══ Records to process ══

PR #13, opened 2014-12-29

jimbocoder:
I use a special sudo user to run ansible, rather than a root user.  Since Ansible modules like _mysql_user_ read credentials from `$HOME/.my.cnf` but the role tasks could be in sudo mode, the modules are always trying to read from `/root/.my.cnf` regardless of the actual ansible user or `mysql_user_home` rolevar.  This works great when you happen to be using the root user anyway, but otherwise, problems.

This hopes to address that.

### DIFF
--- a/defaults/main.yml
+++ b/defaults/main.yml
@@ -1,5 +1,5 @@
 ---
-mysql_user_home: /root
+mysql_user_home: "~{{ ansible_ssh_user }}"
 mysql_root_username: root
 mysql_root_password: root
 
--- a/tasks/databases.yml
+++ b/tasks/databases.yml
@@ -5,4 +5,5 @@
     collation: "{{ item.collation | default('utf8_general_ci') }}"
     encoding: "{{ item.encoding | default('utf8') }}"
     state: present
+  sudo: no
   with_items: mysql_databases
--- a/README.md
+++ b/README.md
@@ -12,9 +12,9 @@ None.
 
 Available variables are listed below, along with default values (see `vars/main.yml`):
 
-    mysql_user_home: /root
+    mysql_user_home: <home directory of the ansible user>
 
-The home directory inside which Python MySQL settings will be stored, which Ansible will use when connecting to MySQL. This should be the home directory of the user which runs this Ansible role.
+The home directory inside which Python MySQL settings will be stored, which Ansible will use when connecting to MySQL. This should be the home directory of the user which runs this Ansible role, which the default value should take care of automatically.
 
     mysql_root_password: root
 
--- a/tasks/replication.yml
+++ b/tasks/replication.yml
@@ -6,6 +6,7 @@
     password: "{{ mysql_replication_user.password }}"
     priv: "{{ mysql_replication_user.priv | default('*.*:REPLICATION SLAVE') }}"
     state: present
+  sudo: no
   when: >
     (mysql_replication_role == 'master')
     and mysql_replication_user
@@ -13,6 +14,7 @@
 
 - name: Check slave replication status.
   mysql_replication: mode=getslave
+  sudo: no
   ignore_errors: true
   register: slave
   when: >
@@ -21,6 +23,7 @@
 
 - name: Check master replication status.
   mysql_replication: mode=getmaster
+  sudo: no
   delegate_to: "{{ mysql_replication_master }}"
   register: master
   when: >
@@ -36,6 +39,7 @@
     master_password: "{{ mysql_replication_user.password }}"
     master_log_file: "{{ master.File }}"
     master_log_pos: "{{ master.Position }}"
+  sudo: no
   ignore_errors: True
   when: >
     slave|failed
@@ -45,6 +49,7 @@
 
 - name: Start replication.
   mysql_replication: mode=startslave
+  sudo: no
   when: >
     slave|failed
     and (mysql_replication_role == 'slave')
--- a/tasks/secure-installation.yml
+++ b/tasks/secure-installation.yml
@@ -10,6 +10,7 @@
     name: "root"
     host: "{{ item }}"
     password: "{{ mysql_root_password }}"
+  sudo: no
   with_items:
     - 127.0.0.1
     - ::1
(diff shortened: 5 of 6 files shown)


defaults/main.yml
```diff
@@ -1,5 +1,5 @@
 ---
-mysql_user_home: /root
+mysql_user_home: "~{{ ansible_ssh_user }}"
```
geerlingguy: Shouldn't this just be `"~"`?

tasks/databases.yml
```diff
@@ -5,4 +5,5 @@
     collation: "{{ item.collation | default('utf8_general_ci') }}"
     encoding: "{{ item.encoding | default('utf8') }}"
     state: present
+  sudo: no
```
geerlingguy: I'd rather not set `sudo: no` for all these tasks, but be more explicit about which (if any) tasks truly _must_ be run as sudo (e.g. the `apt` or `yum` tasks). That way, for the minority of playbooks which are fully run without `sudo: yes`, the adding `sudo: no` is redundant.

defaults/main.yml
jimbocoder: That's actually what I initially tried.  And it works in almost every case, since it's the same thing.  The problem I ran into was, e.g. running the playbook as a `vagrant` user, but the `ansible` user initially bootstrapped the mysql installation, so only `ansible` has the credentials file.  This hopefully accounts for the situation where `ansible_ssh_user` has been explicitly set in `ansible.cfg` (which was my situation).

tasks/databases.yml
jimbocoder: Agreed, it's kind of unwieldy, but still seems prudent to me.  In a given playbook probably most tasks don't really need sudo, but it seems like people tend to run them with `sudo: yes` just to make life easy.  I believe it's helpful to be explicit here so the role runs the same whether it's invoked with or without sudo.  I could go either way on that, let me know if you'd still like it changed.

geerlingguy:
See also: #36 .

defaults/main.yml
solomongifford: We've seen this behavior as well.

tasks/databases.yml
solomongifford: We also use another user, but we don't log in as that user with ansible, so "sudo: no" would fail in our case.

drzraf:
See also: #100

solomongifford:
We solved this a different way - 

We assume that because mysql has a default "root" user named root, that the real question is not "what is the root user's name?" but "is there a second user beside root?"

This creates a few variables like the following:
```
---
mysql_root_home: /root
mysql_root_username: root
mysql_root_password: root
mysql_default_user_home: /root
mysql_default_username: root
mysql_default_password: root
```
This implies we change our secure installation to be:
```
---
- name: Ensure default user is present.
  mysql_user:
    name: "{{ mysql_default_username }}"
    host: 'localhost'
    password: "{{ mysql_default_password }}"
    priv: '*.*:ALL,GRANT'
    state: present
  when: mysql_default_username != mysql_root_username

# Has to be after the password assignment, for idempotency.
- name: Copy user-my.cnf file with password credentials.
  template:
    src: "user-my.cnf.j2"
    dest: "{{ mysql_default_user_home }}/.my.cnf"
    owner: "{{ mysql_default_username }}"
    mode: 0600
  when: mysql_default_username != mysql_root_username and (mysql_install_packages | bool or mysql_default_password_update)

- name: Disallow root login remotely
  command: 'mysql -NBe "{{ item }}"'
  with_items:
    - DELETE FROM mysql.user WHERE User='{{ mysql_root_username }}' AND Host NOT IN ('localhost', '127.0.0.1', '::1')
  changed_when: False

- name: Get list of hosts for the root user.
  command: mysql -NBe "SELECT Host FROM mysql.user WHERE User = '{{ mysql_root_username }}' ORDER BY (Host='localhost') ASC"
  register: mysql_root_hosts
  changed_when: false
  when: mysql_install_packages | bool or mysql_root_password_update

# Note: We do not use mysql_user for this operation, as it doesnt always update
# the root password correctly. See: https://goo.gl/MSOejW
- name: Update MySQL root password for localhost root account.
  shell: mysql -NBe 'SET PASSWORD FOR "{{ mysql_root_username }}"@"{{ item }}" = PASSWORD("{{ mysql_root_password }}")'
  with_items: "{{ mysql_root_hosts.stdout_lines }}"
  when: mysql_install_packages | bool or mysql_root_password_update

# Has to be after the root password assignment, for idempotency.
- name: Copy .my.cnf file with root password credentials.
  template:
    src: "root-my.cnf.j2"
    dest: "{{ mysql_root_home }}/.my.cnf"
    owner: root
    group: root
    mode: 0600
  when: mysql_install_packages | bool or mysql_root_password_update

- name: Get list of hosts for the anonymous user.
  command: mysql -NBe 'SELECT Host FROM mysql.user WHERE User = ""'
  register: mysql_anonymous_hosts
  changed_when: false

- name: Remove anonymous MySQL users.
  mysql_user:
     name: ""
     host: "{{ item }}"
     state: absent
  with_items: "{{ mysql_anonymous_hosts.stdout_lines }}"

- name: Remove MySQL test database.
  mysql_db: "name='test' state=absent"
```

solomongifford:
I'll add, this theoretically could mean that  mysql_root_home and mysql_root_username are now vars, not defaults. 

If you like this approach let me know and I can do a PR.

drzraf:
Do we all keep in mind that the day this role switch to Ansible 2.0+ will we (very happily) throw away all these workarounds attempt and use the `mysql_(user|db)` `config_file` parameter, isn't?

jimbocoder:
As the OP, none of the responses here fully solve the initial perceived deficiency, and at the same time my suggestions do not address all of the responses. Since this issue is getting a bit old, and because the upgrade path between Ansible 1.x and 2.0 is really quite smooth (compared to almost any other increment in the major version number) my personal suggestion is to concur with @drzraf and push for 2.0 compliance.

geerlingguy:
I'm inclined to go fully with 2.0 as well; it's been long enough and all my infra playbooks work fine on 2.x now that a few pernicious bugs in the first/second point releases have been fixed. It will make this role simpler and offload some of the weird logic to Ansible's own modules.

geerlingguy:
Closing in favor of https://github.com/geerlingguy/ansible-role-mysql/pull/13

═══

> **Exercise prompt**
Every line above that holds the word "owner" needs to be copied.

> **Output**
    owner: "{{ mysql_default_username }}"
    owner: root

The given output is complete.